The challenges facing the Lakers are legion. Some of them are tactical. They need to be more organized and disciplined in their pick-and-roll defense. They somehow need to both challenge shooters more aggressively and limit the Mavs' dribble penetration. On offense, they have to remember that Andrew Bynum is on the floor and is good at scoring points. Also, it would be great if they made a three-pointer every now and then. Frankly there's not much reason to think they've managed to figure this all out since the end of Game Three on Friday night.
And some of the challenges are psychological. Knowing that they're down three games to zip, do they have the will to keep fighting? They're saying all the right things, and no doubt when they take the court today they'll believe they have a shot to climb back into the series. But what if the Mavs go up eight in the second quarter? At what point does a Dallas victory start to feel like a fait accompli, assuming it doesn't already? As we've documented over at Silver Screen and Roll, when the Lakers lose in the playoffs, they lose ugly. For Phil's sake, if for no other reason, every Laker has to commit himself to playing this one out like a professional. Anyone who feels like quitting, well... we shan't soon forget or forgive.
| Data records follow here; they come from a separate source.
PR #993, opened 2022-09-15
fix: Multiplex messages to the BlockSynchronizer on a single channel

huitseeker:
Today, the BlockSynchronizer receives several types of messages from the PrimaryReceiverHandler, which go on a different channel depending on their nature. This does not scale, especially since we are about to add more messages types traveling the same component edge in #848.

We put the messages under an enum and transmit that enum along the channel, which simplified BlockSynchronizer setup and channel patterns overall.

### DIFF
--- a/primary/src/block_synchronizer/mod.rs
+++ b/primary/src/block_synchronizer/mod.rs
@@ -40,6 +40,8 @@ use types::{
     ReconfigureNotification,
 };
 
+use self::responses::AvailabilityResponse;
+
 #[cfg(test)]
 #[path = "tests/block_synchronizer_tests.rs"]
 mod block_synchronizer_tests;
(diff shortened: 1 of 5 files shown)


mwtian (approved):
Thanks a lot @huitseeker! I will rebase #848 on this. Probably I should have done this inside #848 ...

akichidis (approved):
Totally makes sense, thanks @huitseeker for reducing this! My small concern is that if we experience a big influx of messages of one type (ex the `AvailabilityResponse::Payload`) it will force the component consume all those messages before any other one and let the protocol advance. Having 2 separate channels would do some load balancing here (as branches would be picked at random + readiness from tokio select) . @huitseeker if you think the above concern is not valid (or far fetched) feel free to ignore.

mwtian:
Sorry didn't see @akichidis 's reply earlier. I hope we can reduce the places where we have to consider backpressure / blockage soon, e.g. by pushing these concerns to the "top level" request handler and network layer.

huitseeker:
@akichidis I think load balancing works great once we are sure the processing of messages is not blocking :)

PR #1004, opened 2022-09-16
fix: improve the span arguments at the primary

huitseeker:
This will allow a better span analysis (especially the UIDs in the core)


velvia (approved):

A couple things to look for early on this afternoon:
1. Who's in the Lakers' starting lineup? In the absence of Ron Artest on Friday night, Phil started Lamar Odom alongside Bynum and Pau Gasol. The combination worked pretty well, and it wouldn't surprise to see Phil stick with it and bring Ron off the bench. I wouldn't mind seeing Gasol come off the bench instead - he needs something to jolt him out of his weirdly disengaged state - but I don't think Phil will get quite that daring.
2. What's the Lakers' approach on offense? Are they taking their time and getting the ball down on the blocks? Or are guys hoisting up jumpers early in possessions? The latter will be a sign that they've mentally checked out and are looking for shortcuts. If that's the case, steel yourself for a Mavs blowout.